=== Your objective ===
Look through the records below for lines containing the string "danstarns", and report how many there are, nothing else.

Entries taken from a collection
PR #14495, opened 2022-07-26
test: Port `chaining` test to new setup

SevInf:
Rename it too `fluent-api` as well as that's we call this style
elsewhere.

Move fluent-api cases for for `findFirstOrThrow` and
`findUnqiueOrThrow` into the ported suite.

Fix prisma/client-planning#32


packages/client/tests/functional/fluent-api/prisma/_schema.ts
```diff
@@ -0,0 +1,74 @@
+import { idForProvider } from '../../_utils/idForProvider'
+import testMatrix from '../_matrix'
+
+export default testMatrix.setupSchema(({ provider }) => {
+  const id = idForProvider(provider)
+  return /* Prisma */ `
+    generator client {
```
danstarns, line 7: Wondering if this entire schema is used in the tests or if we could cut it down to only what's used?

danstarns (approved):

packages/client/tests/functional/fluent-api/prisma/_schema.ts
SevInf: I think it is, actually. Those tests are all about querying deeply nested relationships and we need all the models here.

=== Response area ===
2